* Task goal
From the line with "will be assigned" through the line with "Could you have", inclusive, return each line of the data below exactly and leave the rest out.

[Collected data entries]
PR #521, opened 2020-07-09
Issue 199 - lfs tail, reset the checkpoint to 0 on a file open error

trink:


giganteous:
This seems to fix the issue I'm seeing when I rotate often.

I'm testing it on my servers, but since I'm away for a few weeks, you'll have to do without those results for some time.

trink:
Comments from IRC

I have a fix for the off by one cp error you saw too (I will add it to the pr)... the fh:lines() returns the next line with the \n delimiter stripped but it also returns a partial line up to EOF and no delimiter (messing up the manual byte count, so I switched it to seek())

The best fix would be to make a version of lines() that includes the new line so the byte count and eof termination can be easily detected (it would also allow the partial line issue in the tail.lua documentation to be addressed)

PR #525, opened 2020-07-28
lfs - rewrite tail.lua to avoid the io.lines() issues

trink:


lfs/CMakeLists.txt.lfs
```diff
@@ -37,7 +37,7 @@ if(LUA51) # build against installed lua 5.1
     find_program(LUA NAMES lua lua.bat)
     add_test(NAME test COMMAND ${LUA} test.lua)
 else() # lua_sandbox build
-    set(CPACK_DEBIAN_PACKAGE_DEPENDS "${CPACK_DEBIAN_PACKAGE_DEPENDS}, luasandbox (>= 1.0.2), luasandbox-lpeg (>= 1.0.10)")
+    set(CPACK_DEBIAN_PACKAGE_DEPENDS "${CPACK_DEBIAN_PACKAGE_DEPENDS}, luasandbox (>= 1.0.2), luasandbox-lpeg (>= 1.0.10), ${PACKAGE_PREFIX}-gzfile (>= 0.0.3)")
```
deric, line 40: `PACKAGE_PREFIX` variable doesn't seem to be set in this context.
Maybe add:
```
set(PACKAGE_PREFIX luasandbox)
```

lfs/sandboxes/heka/input/tail.lua
```diff
@@ -128,84 +129,92 @@ if delimiter then
...
-        fh, checkpoint = open_file(checkpoint)
-        if not fh then return 0 end
+        local t = type(checkpoint)
+        if t == "string" then
+            local i, o = t:match("(%d+):(%d+)")
+            inode  = tonumber(i) or 0
+            offset = tonumber(o) or 0
+        elseif t == "number" then  -- migrate the old checkpoint format
+            inode  = get_inode() or 0
+            offset = t
```
deric, line 204: This probably should be:
```
offset = inode
```
Otherwise `offset` will be assigned string value `"number"`.

trink: it needs to be set to checkpoint... fixed

lfs/CMakeLists.txt.lfs
trink: sigh I just copied this from another file... replaced it with luasandbox

PR #66, opened 2016-08-31
Improve valuetype textures

Yulife:


rubensworks:
Awesome, the new textures look great!

Could you have another look at the number and/or string textures though?
They look very similar now, I already have a hard time distinguishing them, so this may be very problematic for a color blind person...

Yulife:
Done

rubensworks:
Any chance you could keep the yellow/orange color of the number texture, to stay similar to the integer, double and long?
It would be great if you just changed the shape of the string texture, possibly similar to what it was before.

Yulife:
How's this? :)

rubensworks:
Looks good! :-)
I'll have a look to see how it looks ingame.

rubensworks:
Looks great ingame as well, thanks!

I'll be releasing a new version today, this change will be included.

PR #94, opened 2016-12-19
Issue 93: Don't try to place cable when using an offset

Runesmacher:
Added a extra bboolean to check if the function is called with the offsett added to the position.


rubensworks:
Seems to work great, thanks!

PR #96, opened 2016-12-20
Issue 95: Fixed players being pushed off squeezer and basin

Runesmacher:


Runesmacher:
Not sure about all tehe commits or how this would be more correct logging wise.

* Solution to this exercise
Otherwise `offset` will be assigned string value `"number"`.

trink: it needs to be set to checkpoint... fixed

lfs/CMakeLists.txt.lfs
trink: sigh I just copied this from another file... replaced it with luasandbox

PR #66, opened 2016-08-31
Improve valuetype textures

Yulife:


rubensworks:
Awesome, the new textures look great!

Could you have another look at the number and/or string textures though?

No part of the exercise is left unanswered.